The COSMIN checklist highlights three important design requirements in a test–retest study. First, to ensure stability in patients’ health conditions between the two measurement time points. Second, to select an appropriate time interval between the two measurements. Third, to ensure similar test conditions at the two measurement time points [29, 41]. We selected a relatively short time interval because the study participants had scheduled in-clinic appointments. We aimed to ensure that the patients filled in the second questionnaire before the in-clinic visit at the hospital. The median interval between the two measurement time points was only five days. Choosing a short time interval could have introduced recall bias if the patients remembered their answers at the first time point; however, the risk of a change in the patients’ health status was reduced. We did not measure whether the participants experienced a real change in their health status between the two measurement time points. This could be done based on measurements of similar well-known reliable constructs concurrently or by including a question regarding a change in health status in the second questionnaire. However, the risk of a real change in the patients’ health status was considered low in our study due to the short time interval between the two measurements. Finally, similar test conditions were ensured, since all patients filled in an electronic version of the questionnaires on the same platform. This study only represented patients who were able to respond electronically.
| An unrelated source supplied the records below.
PR #3707, opened 2024-10-10
Statistics Customization 1

Navid200:
This allows you to choose which items you would like to see on the statistics distribution page.
After this PR, you will only be able to remove some of the existing items.
If this is approved, we already have an open PR for adding capture rate.  I will work on that to add that to the menu and give credit to the person opening that PR.
Later, I would also like to add very high and very low.

Changing the pie chart to a bar chart as you requested will come later.

I chose using a simple menu so that after closing the menu, you will still be on the statistics page instead of going to the main screen.

I have avoided adding any strings so that we can make sure we are happy with English before any translation work starts.

So, why do we need this?
This is not a bug fix.  I think it can be useful.  The distribution page is already very cluttered and we have an open PR to add yet one more item to it.  This will allow one to remove what they don't need to clean up the page as they wish.

Please let me know what you think.

### DIFF
--- a/app/src/main/java/com/eveningoutpost/dexdrip/stats/FirstPageFragment.java
+++ b/app/src/main/java/com/eveningoutpost/dexdrip/stats/FirstPageFragment.java
@@ -10,6 +10,7 @@ import androidx.databinding.DataBindingUtil;
 import androidx.fragment.app.Fragment;
 
 import com.eveningoutpost.dexdrip.databinding.StatsGeneralBinding;
+import com.eveningoutpost.dexdrip.models.UserError;
 import com.eveningoutpost.dexdrip.models.UserError.Log;
 import android.view.LayoutInflater;
 import android.view.View;
@@ -28,6 +29,7 @@ import java.util.List;
  * Created by adrian on 30/06/15.
  */
 public class FirstPageFragment extends Fragment {
+    private final static String TAG = FirstPageFragment.class.getSimpleName();
 
     private View myView;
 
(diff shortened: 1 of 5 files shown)


Navid200:
https://github.com/user-attachments/assets/ccaac038-7a9b-48ac-a8ff-6b06b1e6094e

Navid200:
| Before | After |  
| ------- | ------ |  
| Screenshot_20241009-231358 | Screenshot_20241009-224313 |

Navid200:
The Include menu items:  
Screenshot_20241009-224411

Navid200:
I have a lot of thoughts and can use suggestions:
The AGP page can use the option to adjust the range.  Currently, you may get a lot of white space and any deviations from a straight line would be effectively invisible.  By adjusting the range, you can zoom in and see the variations better if you choose to.

The added menu has a title of "Include".  
We may need a different title for a different set of entries.  Or, we can add another item on the main menu.

When we change the pie chart and make it look more like TidePool or Clarity, we may need options there too.  

This is more of a multi-stage PR.  If you prefer, I can complete everything before submitting it.
The problem with that will be a very large PR.  
It may be easier for all to go one step at a time meaning reviewing this and possibly merging it.  And we make more changes as we move forward to complete the following steps.

Navid200:
I don't know if Include is the right word.  May be it should be `Content`.

Or I wonder if there should be `Settings` and then under `Settings`, we would have `Content` and other settings like `AGP Range` etc.

Let's think about this.

jamorham:
What are the default set of statistics which will be visible?

Is this currently inside a Scrollview? If not would it be better if it were?

Navid200:
I have not changed the settings that re visible by default in this PR.  I can.  I would make PGS invisible  for sure if I had a choice.  I would also like to make predicted A1C invisible as there is more and more recommendation to use time in range instead of focusing on lowering A1C.

If your question about the scroll view is about the menu that currently is called include, which I would like to rename, there is no option for scroll view or anything like that.  The only options are either menu or group.
https://developer.android.com/develop/ui/views/components/menus
I am sorry if I have misunderstood your question.

The persistent high alert problem is taking my time now.  I hope to have a solution for that as soon as I can.

Navid200:
The extra level of hierarchy I have added to the menu has caused the toggle action to be ignored the very first time it is requested.  
Now that I know what action I took has caused the problem, I can better work towards finding a solution.

Navid200:
Ah, I remember now what you told me about the defaults.  I had forgotten and what I was experiencing was exactly that.
I am fixing it following one of the options you suggested.

Navid200:
Thanks for reminding me about the defaults.

I am triggering the defaults update in IdempotentMigrations now.
I changed the heading from `Include` to `Visibility`.  

We are three statistics pages.  The new menu is only related to one of the 3 pages.  But, we may need  settings for the other 2 pages as well.

This is why I still am not certain about how to organize the menus and their hierarchy.

Navid200:
https://github.com/user-attachments/assets/4c2e4db5-522f-471f-9787-be896a9b75cd

Navid200:
This is ready for a review.
There is no change to defaults.  So, if this is merged and someone updates, they will see no difference unless they change something.
We can change the defaults later in another PR.  

If this is merged, the next PR will add capture rate as an option.

Navid200:
> What are the default set of statistics which will be visible?
> 
> Is this currently inside a Scrollview? If not would it be better if it were?

Navid200:
I have made too many comments here.  I also have made many commits.  
I will open another PR.

Navid200:
> What are the default set of statistics which will be visible?
They will all be visible as they are now.  
We can decide in 2 PRs after this if we want to change the defaults.  But, for now, I wanted to make the changes minimal to make the review easier.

To ensure a higher degree of participation equality, it is often recommended to offer different modes of administration or to let family or caregivers have the ability to report on behalf of the patients [42, 43]. This topic is an important future perspective if considering expanding the DiabetesFlex target population to patients with type 2 diabetes.

Conclusion

The Danish version of the WHO-Five Well-being Index (WHO-5) and the Problem Areas in Diabetes (PAID) questionnaire used in identifying mental health status and diabetes distress among an outpatient type 1 diabetes population showed substantial test–retest reliability. Measurement error of the PAID questionnaire was considered acceptable; however, a larger measurement error of the WHO-5 questionnaire was observed. Further research assessing the reliability and measurement error of both instruments in patients with diabetes and other chronic conditions is considered imperative. In addition, substantial test–retest reliability was found in the single items measuring clinically relevant symptoms and general health; however, the symptom items need to be further validated.